К содержанию           |          Все поэты

 

     Что за звучание, что за чародейство согласных и длинных слов с долгими гласными! Удивительное жалящее «я» в конце первой строки, «ш» и «з» во второй. Вся вторая строка просто зрительно-звуковой образ змеи, шипящей и струящейся... Неспешно, эпически. Предписанному, предначертанному самим Роком торопиться ни к чему.

     Прочёл немного Пастернака, немного Цветаевой:  [9]

     Ипполит! Ипполит! Болит!
     Опаляет... В жару ланиты...
     Что за ужас жестокий скрыт
     В этом имени Ипполита!

     Как насторожились американцы, как заулыбались на эту границы языка пересекающую звукопись! Конечно, и «Шёлковый тревожный шорох/ В пурпурных портьерах, шторах» – на обоих языках – пошёл в ход. Трудно поверить, что Эдгар По сочинил своего несравненного «Ворона» в 1845 г.! Поговорили о Шекспире, о сонетах, о ямбическом стихе его драматических произведений. Меня всегда удивляла способность английского Мастера оживить течение белого ямба внезапной рифмой, пусть и незамысловатой. Вроде этой отповеди Офелии в передаче Бориса Пастернака: [10]

     Дарили, принц, вы знаете прекрасно.
     С придачею певучих нежных слов,
     Их ценность умножавших. Так как запах
     Их выдохся, возьмите их назад.
     Порядочные девушки не ценят,
     Когда их одаряют, и изменят.

     Мне, кстати, запомнилась другая, по-моему, лучшая, версия этого перевода, видимо, более ранняя: «Дарили, принц, Вы помните прекрасно,/ С придачей слов, которых нежный смысл/ Удваивал значение подарков./ Всё кончено. Возьмите их назад./ Порядочные девушки не ценят,/ Когда им дарят, а потом изменят».

     Разумеется, центральный монолог Гамлета вспомнили – и в оригинале и по-русски. «Быть, или не быть»... Боюсь, именно так и стоит сейчас вопрос для англоязычной поэзии.

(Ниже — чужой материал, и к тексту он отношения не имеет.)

PR #529, opened 2026-09-12
fix(providers): request JSON-schema structured output for models that reject forced tool calls

stefanoamorelli:
LangChain forces a tool call when binding the analyzers' response schema, and the current model generation answers that with HTTP 400, so every semantic batch failed and reports silently fell back to static analysis.

I route those models to the native JSON-schema response format on the two direct-API providers. Bedrock rejects that format for them as well, so there I keep toolChoice at auto, ask for the tool call in the prompt, and retry a prose answer. langchain-aws made the same choice in 1.7.6. SKILLSPECTOR_STRUCTURED_OUTPUT_METHOD overrides the method for any provider.

Related history: #66, #76, #132.


src/skillspector/llm_utils.py
```diff
@@ -355,12 +356,51 @@ def invoke(self, prompt: str) -> _AgentCLIMessage:
...
+    if override:
+        if override not in STRUCTURED_OUTPUT_METHODS:
+            raise ValueError(
+                "SKILLSPECTOR_STRUCTURED_OUTPUT_METHOD must be one of "
+                f"{', '.join(STRUCTURED_OUTPUT_METHODS)}; got {override!r}"
+            )
+        return {"method": override}
+    if provider is None:
+        provider = get_active_provider()
+    hint = getattr(provider, "structured_output_method", None)
```
rng1995, line 390: [P1] Apply JSON-schema selection to affected Bedrock models

Only providers implementing `structured_output_method` reach this branch. `BedrockProvider` has no hook even though SkillSpector uses `ChatBedrockConverse`, and supported Bedrock model families can reject forced `toolChoice` with the same 400 this PR is intended to prevent; the pinned LangChain AWS integration supports `json_schema` but defaults to function calling. Add robust Bedrock family/model-ID/ARN capability selection plus tests (and registry metadata if appropriate), or move this decision to a generic capability layer.

rng1995 (changes requested):
**[SkillSpector Review]**

Reviewed current head `ab87ba8bdfd37bd2fa2c15d32b009b4387ecfd49`. The capability hook fixes the forced-tool failure for the providers that implement it, but the same documented failure remains for supported Bedrock models because `BedrockProvider` has no structured-output-method selection. Add Bedrock model-family/ID/ARN recognition and regressions, or make capability selection generic so semantic analysis does not silently disappear on those models.

All required checks pass, but this incomplete provider fix and `mergeStateStatus=BEHIND` block merging.

rng1995 (approved):
**[SkillSpector Review]**

Re-reviewed current head `9e1de33eedcfef0caf127b79b9ab8d941de9fe27`. The prior Bedrock coverage gap is resolved. The provider now recognizes affected bare model IDs, geo/global inference profiles, versioned IDs, foundation/inference-profile ARNs, and registry-declared opaque application-profile ARNs; it constrains those clients to automatic tool choice, adds an explicit tool-call instruction, and converts prose fallback into the existing retryable structured-response error. The wire-format regressions verify that affected models do not send forced `toolChoice` or unsupported `outputConfig`, while unaffected models retain forced tool selection. Direct Anthropic providers use JSON-schema output as intended. I found no remaining required code, test, documentation, security, or compatibility changes.

Required checks are green. The earlier inline thread is still unresolved in GitHub even though its code concern is addressed; `mergeStateStatus=BEHIND` also blocks merging.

     Прочёл пронзительное: «Remember me when I am gone away,/ Gone far away into the silent land».[11] Кристины Росетти... Увы, по моим наблюдениям далеко не все американские профессора – даже литературы! – могут сколько-нибудь вразумительно поддержать разговор об «английской Ахматовой» и об её неистово одарённом брате – поэте, художнике Данте Габриэле Росетти...

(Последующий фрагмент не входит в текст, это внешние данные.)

PR #536, opened 2026-09-14
feat(providers): add opencode_cli semantic-scan provider

### LINKED ISSUE #534: Add OpenCode CLI Provider
**As an OpenCode user, I want SkillSpector to support OpenCode as an LLM provider so I can run semantic security scans on my skills without leaving my OpenCode session.**

### The gap

OpenCode users currently get static-only scans because SkillSpector lacks an `opencode_cli` provider: there is no way to set `SKILLSPECTOR_PROVIDER=opencode_cli`, so `llm_available` stays false and the semantic analyzers are skipped.

### What I am asking for

Please consider OpenCode a supported CLI provider, on par with the existing Claude/Codex/Gemini CLI providers: selectable via `SKILLSPECTOR_PROVIDER=opencode_cli`, using the local `opencode` binary's own login (no API key handling), with the prompt delivered via stdin and the reply parsed from `opencode run --format json` events. Done when an OpenCode user can run a semantic scan with the CLI-default model (or a `SKILLSPECTOR_MODEL` override) and get `llm_available: true` with findings carried by the semantic analyzers.

### This could be achieved by

- Adding `providers/opencode_cli/provider.py` and `__init__.py` mirroring the `codex_cli` pattern
- Registering the provider in `_agent_cli.py` with argv builder (`opencode run --format json --pure`), JSON-event parser, and `opencode auth list` auth check
- Wiring selection via `SKILLSPECTOR_PROVIDER=opencode_cli` in `providers/__init__.py` and `inference_usage.py`
- Updating docs trio: README provider table, `.env.example`, `docs/DEVELOPMENT.md`
- Registry scope kept minimal: free-model token-budget catalog split out of this change (separate chore), so the provider diff stays wiring-only
- TDD test suite in `tests/provider/test_opencode_cli.py` covering argv, auth, parser, wiring, registry label
- Live verification: nonce round-trip proves stdin piping works despite no documented flag

Yoseph-Zuskin:
# Add `opencode_cli` semantic-scan provider

## Problem

SkillSpector ships CLI providers for Claude, Codex, and Gemini, but none
for OpenCode, so OpenCode users get static-only scans (`llm_available`
stays false and the three semantic analyzers are skipped).

Fixes: [#534](https://github.com/NVIDIA/SkillSpector/issues/534)
## Approach

- New `opencode_cli` provider mirroring the `codex_cli` shape:
  `providers/opencode_cli/{provider.py,__init__.py}`, registry entry,
  `SKILLSPECTOR_PROVIDER=opencode_cli` selection, `provider_name()` label,
  CLI help text.
- Transport is argv flags + piped stdin: `opencode run --format json`
  with `--model` added only when `SKILLSPECTOR_MODEL` is set. Verified
  live that `opencode run` consumes piped stdin (nonce round-trip)
  despite no documented stdin flag; list form throughout, shell never
  invoked. Windows hostile-prompt roundtrips covered by test
  (spaces, quotes, unicode, backslashes).
- JSON-event output parsing accepts the observed `--format json`
  envelopes, skips non-JSON noise lines, raises fail-closed on empty
  output. Auth check is `opencode auth list` with a 15s timeout,
  fail-closed.
- Docs trio updated in the same PR (README provider table, `.env.example`,
  `docs/DEVELOPMENT.md`); provider tests live in `tests/provider/`
  per repo convention.
- Registry scope kept minimal: free-model token-budget catalog split out
  of this change (separate chore).

## Verification

- `tests/provider/test_opencode_cli.py`: 31 passed (TDD: argv, auth,
  parser, wiring, registry label).
- `tests/unit/test_agent_cli.py`: 87 passed.
- `ruff check` + `ruff format --check`: clean on all touched files.
- Full unit suite: 4787 passed; 24 failed + 4 errors, all in
  `tests/nodes/test_build_context.py` (Windows symlink limits),
  `test_security_end_to_end.py`, `test_compare_scan_accuracy.py`,
  `test_create_github_release.py`, `test_input_handler.py` — none in
  files this PR touches; pre-existing/environmental.
- Live single-skill probe (`opencode` 1.18.30, CLI-default model):
  `llm_available: true`, 3/3 semantic calls succeeded, risk 0/LOW,
  0 findings.
- Self-scan of the new provider package (`opencode` 1.18.30,
  CLI-default model): `llm_available: true`, 3/3 semantic calls
  succeeded, 100% coverage, 0 semantic issues — 3 SC8 bytecode FPs
  from stale local `__pycache__`, since cleaned.
- Tested with `opencode/nemotron-3-ultra-free` and `opencode/muse-spark-1.3-contributor-free`
  (both free-tier models via OpenCode's zen endpoint); semantic stage
  degraded on shared runtime budget exhaustion (4 parallel calls at once),
  not model failure — confirmed by spacing calls manually.

## Sample

Probe scan of one small skill returned
`risk: score 0 / LOW / CAUTION`, `llm_calls_attempted: 3`,
`llm_calls_succeeded: 3`, zero findings.

## Risks

- Event-envelope drift: a future `opencode run --format json` shape
  change degrades to fail-closed (empty-output raise), never silent
  heuristic-only.
- `inference_usage` is empty on this path (no token counters from CLI
  subprocesses); scan integrity unaffected, cost accounting unavailable.
- Free-tier budget: 4 parallel semantic analyzers exhaust per-minute
  budget instantly; users on free models should use local Ollama or
  add credits for genuine semantic analysis.


src/skillspector/providers/_agent_cli.py
```diff
@@ -448,6 +449,104 @@ def _parse_gemini_output(raw: str) -> str:
...
+    - ``max_output_tokens`` — ``run`` has no token flag (accepted for
+      CliSpec uniformity and ignored, like codex/gemini).
+    """
+    # --model omitted by default -> opencode uses the CLI default model
+    # (forwarded only when SKILLSPECTOR_MODEL is set).
+    model_arg = ["--model", _validate_model_label(model)] if model else []
+    return [
+        binary,
+        "run",
+        "--pure",
```
rng1995, line 498: [P1] Deny OpenCode's built-in tools before scanning untrusted skills

`--pure` disables external plugins, not built-in tools. OpenCode's default policy permits most host capabilities, and noninteractive `run` rejects only operations that resolve to `ask`, so attacker-controlled skill text can induce shell, filesystem, or network side effects. A temporary CWD and environment scrubbing are not an OS sandbox. Launch with a fixed, non-overridable deny-all tool/permission configuration (including ambient sharing/config), and add an adversarial test proving bash/web/file side effects cannot occur; otherwise this provider must not be exposed.

rng1995 (changes requested):
**[SkillSpector Review]**

Reviewed current head `4e36534712752b3c2a61762f6f0e435b01f1a3ca`. Required checks pass, but the new transport is not safe for its trust boundary: untrusted skill text is sent to OpenCode while built-in host tools remain enabled under permissive defaults. `--pure` removes plugins only; the temporary working directory and scrubbed environment do not prevent shell/network side effects or ambient auto-sharing. Establish a fixed deny-all, non-overridable OpenCode policy and prove it with adversarial tests before enabling this provider.

The security change and `mergeStateStatus=BEHIND` block merging.

src/skillspector/providers/_agent_cli.py
rng1995: Addressed in 0857476: the launcher now selects a fixed agent with an agent-local deny, applies a final-merge `OPENCODE_PERMISSION={"*":"deny"}`, strips inherited OpenCode overrides, disables project config/plugins/skills/sharing/updates/optional tools, and isolates config/cache/state/database/temp paths. Added a hostile-environment regression plus a real subprocess side-effect harness covering shell, filesystem, web/network, MCP, skills, sharing, and an unknown future host tool. Final rebased head passes Ruff, format, mypy, and 127 focused tests (1 skipped).

rng1995: Superseding my prior reply: final rebased head 0f8a5d2 also closes the late managed-config precedence hole. Each invocation now selects a 128-bit nonce agent whose agent-local wildcard deny cannot be pre-named by managed config, redirects the system managed-config directory, and runs a fail-closed resolved-config preflight before receiving untrusted stdin. The preflight accepts only OpenCode 1.18.30 and verifies exact deny-all permission, disabled sharing/autoshare, and empty MCP/plugin/instruction/skill/tool surfaces; a late `share:auto` is rejected. Regressions exercise a hostile permissive managed agent under the former fixed name, managed auto-sharing, unsupported versions, and shell/file/web/MCP/skill/future-tool/share side-effect markers. Final local results: 130 focused passed (1 skipped), full unit lane 4,875 passed / 14 skipped / 4 xfailed, Ruff/format/mypy clean.

rng1995 (approved):
Approved after re-review of final rebased head 0f8a5d2. The OpenCode launcher now uses an unguessable per-invocation agent-local wildcard deny, isolates ambient configuration, fails closed on unsafe resolved config or any runtime other than audited 1.18.30, and blocks managed auto-sharing before untrusted input. Adversarial subprocess regressions cover shell, filesystem, web/network, MCP, skills, unknown future tools, sharing, managed-agent collision, and version drift. No unresolved threads remain; exact-head CI run 35052219097 is fully green.

rng1995 (approved):
**[SkillSpector Review]**

Re-reviewed current head `81a148081bcf104fb401502d86035a0f34d396e6` against the prior host-tool security finding and the complete OpenCode provider integration. The finding is resolved: each inference uses an unpredictable agent with exact wildcard-deny permissions, isolated mutable configuration/state paths, disabled project/plugins/skills/MCP/sharing/update surfaces, a pinned-runtime check, and a fail-closed resolved-config preflight before untrusted stdin is delivered. Adversarial subprocess coverage exercises shell, file, web/network, MCP, skill, future-tool, sharing, managed-agent collision, and runtime-drift paths. Transport parsing, authentication probing, provider selection, documentation, environment scrubbing, bounds, and failure behavior are also covered. I found no remaining required code, test, documentation, security, or compatibility changes.

All required checks are green and the prior thread is resolved. The PR is mergeable but `mergeStateStatus=BEHIND` after #558, so the current head is not merge-ready; any auto-sync changes the reviewed commit and requires re-review.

     Напомнил коллегам о Фросте, сказавшем как-то, что сочинять верлибры все равно, что играть в теннис без сетки.  [12] Похожую мысль я встречал у Цветаевой, считавшей верлибр чем-то, вроде черновика стихотворения. [13] Я ещё вернусь к её мнению подробнее. Признаюсь в собственном грехе. Если мне неизвестны «нормальные» стихи верлибриста, то приходится отгонять неприличную мысль, что данный автор попросту не владеет ни метрами (а какие дыхания метра возможны!), ни рифмой (какие нежданные, свежие рифмы таятся в марианских пучинах языка!), ни музыкой слов (какие удивительные эффекты рождаются из столкновений корней, окончаний, суффиксов)... Мысль эта действительно простовата, инстинктивна... Верлибрист с таким же шатким основанием может упрекать традиционного автора в неумении сочинять свободные стихи... Поэтическая реальность сложнее подобных взаимных упрёков.

     Американские друзья кивали-соглашались. Не знаю, не было ли это «эффектом Эренбурга», не пугал ли их мой энтузиазм и не было ли их согласие соглашательством, заменой эренбурговских успокоительных таблеток. На всякий случай я вернулся к политически корректному «very nice», они уехали, а я остался при своих мыслях и сомнениях...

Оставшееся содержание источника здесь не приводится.